_WHAT IS BEING ASKED_: Your answer should consist only of the lines below from the one with "Make SpEL support" through the one with "PR #2005, opened 2018-02-17", copied exactly.

§ §

PR #1994, opened 2018-02-15
feat(artifacts): allow stages to 'produce artifacts'

lwander:
https://github.com/spinnaker/spinnaker/issues/2339

@ezimanyi PTAL

### DIFF
--- a/orca-clouddriver/src/main/groovy/com/netflix/spinnaker/orca/clouddriver/tasks/artifacts/FindArtifactFromExecutionTask.java
+++ b/orca-clouddriver/src/main/groovy/com/netflix/spinnaker/orca/clouddriver/tasks/artifacts/FindArtifactFromExecutionTask.java
@@ -58,13 +58,12 @@ public class FindArtifactFromExecutionTask implements Task {
 
     List<Artifact> priorArtifacts = artifactResolver.getArtifactsForPipelineId(pipeline, executionOptions.toCriteria());
 
-    Artifact match = artifactResolver.resolveSingleArtifact(expectedArtifact, priorArtifacts);
+    Artifact match = artifactResolver.resolveSingleArtifact(expectedArtifact, priorArtifacts, false);
 
     if (match == null) {
       return new TaskResult(ExecutionStatus.TERMINAL);
     }
 
-    expectedArtifact.setBoundArtifact(match);
     outputs.put("resolvedExpectedArtifacts", Collections.singletonList(expectedArtifact));
     outputs.put("artifacts", Collections.singletonList(match));
 
--- a/orca-core/src/main/java/com/netflix/spinnaker/orca/pipeline/util/ArtifactResolver.java
+++ b/orca-core/src/main/java/com/netflix/spinnaker/orca/pipeline/util/ArtifactResolver.java
@@ -16,11 +16,6 @@
 
 package com.netflix.spinnaker.orca.pipeline.util;
 
-import java.io.IOException;
-import java.util.*;
-import java.util.stream.Collectors;
-import javax.annotation.Nonnull;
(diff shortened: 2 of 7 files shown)


orca-clouddriver/src/main/groovy/com/netflix/spinnaker/orca/clouddriver/tasks/artifacts/FindArtifactFromExecutionTask.java
```diff
@@ -64,7 +64,6 @@ public TaskResult execute(@Nonnull Stage stage) {
       return new TaskResult(ExecutionStatus.TERMINAL);
     }
 
-    expectedArtifact.setBoundArtifact(match);
```
lwander: I removed this because the "artifactResolver" handles this logic.

orca-core/src/main/java/com/netflix/spinnaker/orca/pipeline/util/ArtifactResolver.java
```diff
@@ -196,33 +187,55 @@ public void resolveArtifacts(@Nonnull Map pipeline) {
...
+      }
+
+      if (resolved == null && expectedArtifact.isUseDefaultArtifact() && expectedArtifact.getDefaultArtifact() != null) {
+        resolved = expectedArtifact.getDefaultArtifact();
+      }
+
+      if (resolved == null) {
+        throw new IllegalStateException(format("Unmatched expected artifact %s could not be resolved.", expectedArtifact));
+      } else {
+        expectedArtifact.setBoundArtifact(resolved);
```
ezimanyi: This is really minor, bit it feels to me that `expectedArtifact.setBoundArtifact` and `resolvedArtifacts.add(resolved)` would more logically live a few lines above after `resolved = expectedArtifact.getDefaultArtifact();`.  It also makes it more clear that we are explicitly calling `setBoundArtifact` iff we don't call `resolveSingleArtifact`.

orca-core/src/main/java/com/netflix/spinnaker/orca/pipeline/util/ArtifactResolver.java
```diff
@@ -196,33 +187,55 @@ public void resolveArtifacts(@Nonnull Map pipeline) {
...
+        .stream()
+        .filter(expectedArtifact::matches)
+        .collect(toList());
     switch (matches.size()) {
       case 0:
         return null;
-      case 1:
-        return matches.get(0);
       default:
-        throw new IllegalStateException(format("Expected artifact %s matches multiple artifacts %s", expectedArtifact, matches));
```
ezimanyi: Curious why we are now allowing multiple artifacts to match and picking the first, rather than expecting exactly one to match as before

ezimanyi:
@lwander : One questions, one small comment; otherwise LGTM

orca-core/src/main/java/com/netflix/spinnaker/orca/pipeline/util/ArtifactResolver.java
lwander: Agreed

orca-core/src/main/java/com/netflix/spinnaker/orca/pipeline/util/ArtifactResolver.java
lwander: This code was originally written when expected artifacts only lived in triggers - and we generally treat artifacts at the start of execution as unordered. But with this change, allowing expected artifact in the middle of an execution it's desirable to always bind the most recent artifact.

Thinking about it I'll add a flag to make sure still fail triggers with ambiguous matches

PR #1997, opened 2018-02-16
feat(aws): Support for pinning min=desired capacity on source server group

ajordens:
This PR attempts to avoid unnecessary and problematic autoscale events
that occur as the total # of instances increase when a deploy is
happening.

As instance count increases, there is natural downward pressure
on the cluster resulting in the source server group being scaled down.

It is particularly bad for rolling red/black where the old server group
is not immediately disabled.

The expectation is that the source group will be returned to its
original unpinned capacity when the deploy completes (or fails!).

### DIFF
--- a/orca-clouddriver/src/main/groovy/com/netflix/spinnaker/orca/clouddriver/pipeline/providers/aws/AwsDeployStagePreProcessor.groovy
+++ b/orca-clouddriver/src/main/groovy/com/netflix/spinnaker/orca/clouddriver/pipeline/providers/aws/AwsDeployStagePreProcessor.groovy
@@ -17,41 +17,141 @@
 
 package com.netflix.spinnaker.orca.clouddriver.pipeline.providers.aws
 
+import com.netflix.spinnaker.orca.clouddriver.pipeline.servergroup.ResizeServerGroupStage
+import com.netflix.spinnaker.orca.clouddriver.pipeline.servergroup.strategies.AbstractDeployStrategyStage
 import com.netflix.spinnaker.orca.clouddriver.pipeline.servergroup.strategies.DeployStagePreProcessor
+import com.netflix.spinnaker.orca.clouddriver.pipeline.servergroup.support.TargetServerGroupResolver
+import com.netflix.spinnaker.orca.kato.pipeline.support.ResizeStrategy
 import com.netflix.spinnaker.orca.kato.pipeline.support.StageData
 import com.netflix.spinnaker.orca.pipeline.model.Stage
 import org.springframework.beans.factory.annotation.Autowired
 import org.springframework.stereotype.Component
+
+import static com.netflix.spinnaker.orca.kato.pipeline.support.ResizeStrategySupport.getSource
 
 @Component
 class AwsDeployStagePreProcessor implements DeployStagePreProcessor {
   @Autowired
   ApplySourceServerGroupCapacityStage applySourceServerGroupSnapshotStage
 
+  @Autowired
+  ResizeServerGroupStage resizeServerGroupStage
+
+  @Autowired
+  TargetServerGroupResolver targetServerGroupResolver
+
   @Override
-  List<DeployStagePreProcessor.StepDefinition> additionalSteps() {
+  List<StepDefinition> additionalSteps(Stage stage) {
+    def stageData = stage.mapTo(StageData)
+    if (stageData.strategy == "rollingredblack") {
+      // rolling red/black has no need to snapshot capacities
+      return []
+    }
+
     return [
-        new DeployStagePreProcessor.StepDefinition(
-          name: "snapshotSourceServerGroup",
-          taskClass: CaptureSourceServerGroupCapacityTask
-        )
+      new StepDefinition(
+        name: "snapshotSourceServerGroup",
+        taskClass: CaptureSourceServerGroupCapacityTask
+      )
     ]
   }
 
   @Override
-  List<DeployStagePreProcessor.StageDefinition> afterStageDefinitions() {
-    return [
-        new DeployStagePreProcessor.StageDefinition(
-          name: "restoreMinCapacityFromSnapshot",
-          stageDefinitionBuilder: applySourceServerGroupSnapshotStage,
-          context: [:]
+  List<StageDefinition> beforeStageDefinitions(Stage stage) {
+    def stageData = stage.mapTo(StageData)
+    if (shouldPinSourceServerGroup(stageData.strategy)) {
+      def resizeContext = getResizeContext(stageData)
+      resizeContext.pinMinimumCapacity = true
+
+      return [
+        new StageDefinition(
+          name: "Pin ${resizeContext.serverGroupName}".toString(),
+          stageDefinitionBuilder: resizeServerGroupStage,
+          context: resizeContext
         )
-    ]
+      ]
+    }
+
+    return []
+  }
+
+  @Override
+  List<StageDefinition> afterStageDefinitions(Stage stage) {
+    def stageData = stage.mapTo(StageData)
+    def stageDefinitions = []
+    if (stageData.strategy != "rollingredblack") {
+      // rolling red/black has no need to apply a snapshotted capacity (on the newly created server group)
+      stageDefinitions << new StageDefinition(
+        name: "restoreMinCapacityFromSnapshot",
+        stageDefinitionBuilder: applySourceServerGroupSnapshotStage,
+        context: [:]
+      )
+    }
+
+    def unpinServerGroupStage = buildUnpinServerGroupStage(stageData)
+    if (unpinServerGroupStage) {
+      stageDefinitions << unpinServerGroupStage
+    }
+
+    return stageDefinitions
+  }
+
+  @Override
+  List<StageDefinition> onFailureStageDefinitions(Stage stage) {
+    def stageData = stage.mapTo(StageData)
+    def stageDefinitions = []
+
+    def unpinServerGroupStage = buildUnpinServerGroupStage(stageData)
+    if (unpinServerGroupStage) {
+      stageDefinitions << unpinServerGroupStage
+    }
+
+    return stageDefinitions
   }
 
   @Override
   boolean supports(Stage stage) {
     def stageData = stage.mapTo(StageData)
-    return stageData.useSourceCapacity && stageData.cloudProvider == "aws" && stageData.strategy != "rollingredblack"
+    return stageData.cloudProvider == "aws" // && stageData.useSourceCapacity
+  }
+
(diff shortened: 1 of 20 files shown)


orca-clouddriver/src/main/groovy/com/netflix/spinnaker/orca/clouddriver/pipeline/providers/aws/AwsDeployStagePreProcessor.groovy
```diff
@@ -17,41 +17,118 @@
...
+
+    return []
+  }
+
+  @Override
+  List<StageDefinition> afterStageDefinitions(Stage stage) {
+    def stageData = stage.mapTo(StageData)
+    def stageDefinitions = []
+    if (stageData.strategy != "rollingredblack") {
+      // rolling red/black has no need to apply a snapshotted capacity (on the newly created server group)
```
ajordens: this preprocessor was previously excluding rolling redblack completely ... specifically because we don't need to manipulate the capacity of the newly generated server group (the rolling red/black strategy already does it!)

orca-clouddriver/src/main/groovy/com/netflix/spinnaker/orca/clouddriver/pipeline/providers/aws/AwsDeployStagePreProcessor.groovy
```diff
@@ -17,41 +17,118 @@
...
   @Override
   boolean supports(Stage stage) {
     def stageData = stage.mapTo(StageData)
-    return stageData.useSourceCapacity && stageData.cloudProvider == "aws" && stageData.strategy != "rollingredblack"
+    return stageData.cloudProvider == "aws" && stageData.useSourceCapacity
+  }
+
+  private static boolean shouldPinSourceServerGroup(String strategy) {
+    // TODO-AJ consciously only enabling for rolling red/black -- will add support for other strategies after it's working
+    return strategy == "rollingredblack"
```
ajordens: Rolling red/black is still flagged as `experimental` and I'd like to soft roll this out to a couple internal groups before adding to red/black. 

I also need to make sure we've got a suitable story for ensuring the capacity gets unpinned in the event of failure.

pinning min=desired on the source server group is something that has been asked (by internal users @ netflix) for years!

orca-clouddriver/src/main/groovy/com/netflix/spinnaker/orca/clouddriver/pipeline/providers/aws/AwsDeployStagePreProcessor.groovy
```diff
@@ -17,41 +17,118 @@
...
+  }
+
+  private Map<String, Object> getResizeContext(StageData stageData) {
```
ajordens: TBH this came from `RollingRedBlackStrategy`

orca-clouddriver/src/main/groovy/com/netflix/spinnaker/orca/clouddriver/pipeline/servergroup/strategies/AbstractDeployStrategyStage.groovy
```diff
@@ -97,15 +97,17 @@ abstract class AbstractDeployStrategyStage extends AbstractCloudProviderAwareSta
     Strategy strategy = (Strategy) strategies.findResult(noStrategy, {
       it.name.equalsIgnoreCase(stage.context.strategy) ? it : null
     })
+
+    def preProcessors = deployStagePreProcessors.findAll { it.supports(stage) }
     def stages = strategy.composeFlow(stage)
 
     def stageData = stage.mapTo(StageData)
-    deployStagePreProcessors.findAll { it.supports(stage) }.each {
```
ajordens: `strategy.composeFlow()` manipulates the stage context and I'd like to determine pre-processors based on the original unmodified stage

specifically the `RollingRedBlackStrategy` sets `useSourceCapacity` to `false`.

orca-clouddriver/src/main/groovy/com/netflix/spinnaker/orca/clouddriver/pipeline/servergroup/strategies/RollingRedBlackStrategy.groovy
```diff
@@ -89,7 +91,6 @@ class RollingRedBlackStrategy implements Strategy, ApplicationContextAware {
 
     def targetPercentages = stageData.getTargetPercentages()
     if (targetPercentages.size() == 0 || targetPercentages[-1] != 100) {
-      log.info("Inserting implicit 100% final target percentage...")
```
ajordens: Rather useless log message!

orca-clouddriver/src/main/groovy/com/netflix/spinnaker/orca/clouddriver/pipeline/servergroup/strategies/RollingRedBlackStrategy.groovy
```diff
@@ -107,17 +108,19 @@ class RollingRedBlackStrategy implements Strategy, ApplicationContextAware {
       SyntheticStageOwner.STAGE_AFTER
     )
 
+    def source = getSource(targetServerGroupResolver, stageData, baseContext)
```
ajordens: This could potentially make a call to clouddriver ... only needs to happen once

orca-clouddriver/src/main/groovy/com/netflix/spinnaker/orca/clouddriver/tasks/servergroup/ResizeServerGroupTask.groovy
```diff
@@ -40,10 +39,23 @@ class ResizeServerGroupTask extends AbstractServerGroupTask {
...
+  Map getAdditionalContext(Stage stage, Map operation) {
     [capacity: operation.capacity]
   }
 
+  /**
+   * Track the _original_ capacity of the server group being resized in case it needs to be subsequently restored.
+   */
+  @Override
+  Map<String, Object> getAdditionalOutputs(Stage stage, Map operation) {
+    def originalCapacityKey = "originalCapacity.${operation.serverGroupName}".toString()
```
ajordens: Supports a similar pattern to that used in `AbstractAwsScalingProcessTask`

```
def processes = filterProcesses(
      targetServerGroup,
      (stage.context.processes ?: stage.context["scalingProcesses.${asgName}" as String]) as List<String>
    )
```

A `ResizeServerGroupStage` can optionally look for original capacity and use it to unpin the `min`.

orca-clouddriver/src/main/groovy/com/netflix/spinnaker/orca/kato/pipeline/support/ResizeStrategySupport.groovy
```diff
@@ -0,0 +1,53 @@
...
+
+package com.netflix.spinnaker.orca.kato.pipeline.support
+
+import com.netflix.spinnaker.orca.clouddriver.pipeline.servergroup.strategies.RollingRedBlackStageData
+import com.netflix.spinnaker.orca.clouddriver.pipeline.servergroup.support.TargetServerGroup
+import com.netflix.spinnaker.orca.clouddriver.pipeline.servergroup.support.TargetServerGroupResolver
+import com.netflix.spinnaker.orca.pipeline.model.Stage;
+
+public class ResizeStrategySupport {
+  static ResizeStrategy.Source getSource(TargetServerGroupResolver targetServerGroupResolver,
```
ajordens: Lifted from `RollingRedBlackStrategy`

orca-clouddriver/src/main/groovy/com/netflix/spinnaker/orca/kato/pipeline/support/ScaleToClusterResizeStrategy.groovy
```diff
@@ -73,6 +75,6 @@ class ScaleToClusterResizeStrategy implements ResizeStrategy{
     capacity.desired = Math.max(capacity.min, capacity.desired)
     capacity.desired = Math.min(capacity.desired + increment, capacity.max)
 
-    return capacity
+    return new CapacitySet(null, capacity)
```
ajordens: This strategy doesn't take the capacity from a single server group (rather it looks for the max across every server group in a cluster) ... as such there is no suitable original capacity to capture.

ajordens:
Wouldn't mind some eyes @robfletcher / @lwander.

@lwander -- this largely involves some AWS-specific bits we've always had in-place (pinning min=desired capacity while server groups are deploying) ... it's quite possible other cloud providers may benefit from a similar treatment.

I still need to circle around in an attempt to restore the altered capacities if a task or pipeline fails but figured it's worth getting an early review anyhow.

orca-clouddriver/src/main/groovy/com/netflix/spinnaker/orca/clouddriver/pipeline/providers/aws/AwsDeployStagePreProcessor.groovy
```diff
@@ -17,41 +17,118 @@
...
+import com.netflix.spinnaker.orca.kato.pipeline.support.ResizeStrategy
 import com.netflix.spinnaker.orca.kato.pipeline.support.StageData
 import com.netflix.spinnaker.orca.pipeline.model.Stage
 import org.springframework.beans.factory.annotation.Autowired
 import org.springframework.stereotype.Component
 
+import static com.netflix.spinnaker.orca.kato.pipeline.support.ResizeStrategySupport.getSource
+
 @Component
 class AwsDeployStagePreProcessor implements DeployStagePreProcessor {
```
ajordens: In case you haven't seen these before, a `DeployStagePreProcessor` allows you to inject stages before/after a deploy.

`aws` has been using this to pin min=desired capacity while a new server group is being deployed.

orca-clouddriver/src/main/groovy/com/netflix/spinnaker/orca/clouddriver/pipeline/servergroup/strategies/RollingRedBlackStrategy.groovy
lwander: sorry :'|

ajordens: :)

amanya:
I found that this PR is causing us errors when resizing server groups. I have a pipeline with a deploy and then a resize server group stage with this configuration:

image

I get this error:

image

ajordens:
Doh, fixed in spinnaker/orca#2010 and will be merged shortly @amanya.

PR #1998, opened 2018-02-16
fix(spel): Support new return types in SpEL expressions

jervi:
Make SpEL support the new strongly typed `Trigger`s and some other models. Gets rid of errors like this: `Failed to evaluate [expression] found getter for requested trigger but rejected due to return type interface com.netflix.spinnaker.orca.pipeline.model.Trigger`


robfletcher:
Good catch.

PR #2003, opened 2018-02-17
chore(bakery): remove baseOs and baseLabel enums

asher:


ajordens:
This seems reasonable?

PR #2005, opened 2018-02-17
fix(artifacts): fix parsing buildInfo when artifacts missing

asher:


orca-core/src/main/java/com/netflix/spinnaker/orca/pipeline/util/PackageInfo.java
```diff
@@ -269,7 +269,9 @@ private String extractPackageVersion(Map<String, Object> artifact, String filePr
       .stream()
       .filter(it -> {
         Map<String, Object> buildInfo = (Map<String, Object>) it.getOutputs().get("buildInfo");
-        return buildInfo != null && artifactMatch((List<Map<String, String>>) buildInfo.get("artifacts"), packageFilePattern);
+        return buildInfo != null &&
+          buildInfo.containsKey("artifacts") &&
+          artifactMatch((List<Map<String, String>>) buildInfo.get("artifacts"), packageFilePattern);
```
ajordens: IMO I'd add a null check to `artifactMatch` instead ... it would also protect against a buildInfo that looked like `[artifacts: null]`.

asher: sounds good, didn't think of that

PR #2006, opened 2018-02-19
feat(persistence): Dynomite ExecutionRepository

asher:
- this PR excludes dynomite configurate classes (to use classes recently added to kork after RedisClientDelegate use is refactored)
- DynomiteExecutionRepositorySpec is pending an upcoming DynomiteClient release that is compatible with EmbeddedRedis.

### DIFF
--- a/orca-core/src/main/java/com/netflix/spinnaker/orca/pipeline/persistence/dynomite/DynomiteExecutionRepository.java
+++ b/orca-core/src/main/java/com/netflix/spinnaker/orca/pipeline/persistence/dynomite/DynomiteExecutionRepository.java
@@ -14,47 +14,55 @@
  * limitations under the License.
  */
 
-package com.netflix.spinnaker.orca.pipeline.persistence.jedis;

§ §

_SOLUTION TO THE PROBLEM_:
Make SpEL support the new strongly typed `Trigger`s and some other models. Gets rid of errors like this: `Failed to evaluate [expression] found getter for requested trigger but rejected due to return type interface com.netflix.spinnaker.orca.pipeline.model.Trigger`


robfletcher:
Good catch.

PR #2003, opened 2018-02-17
chore(bakery): remove baseOs and baseLabel enums

asher:


ajordens:
This seems reasonable?

PR #2005, opened 2018-02-17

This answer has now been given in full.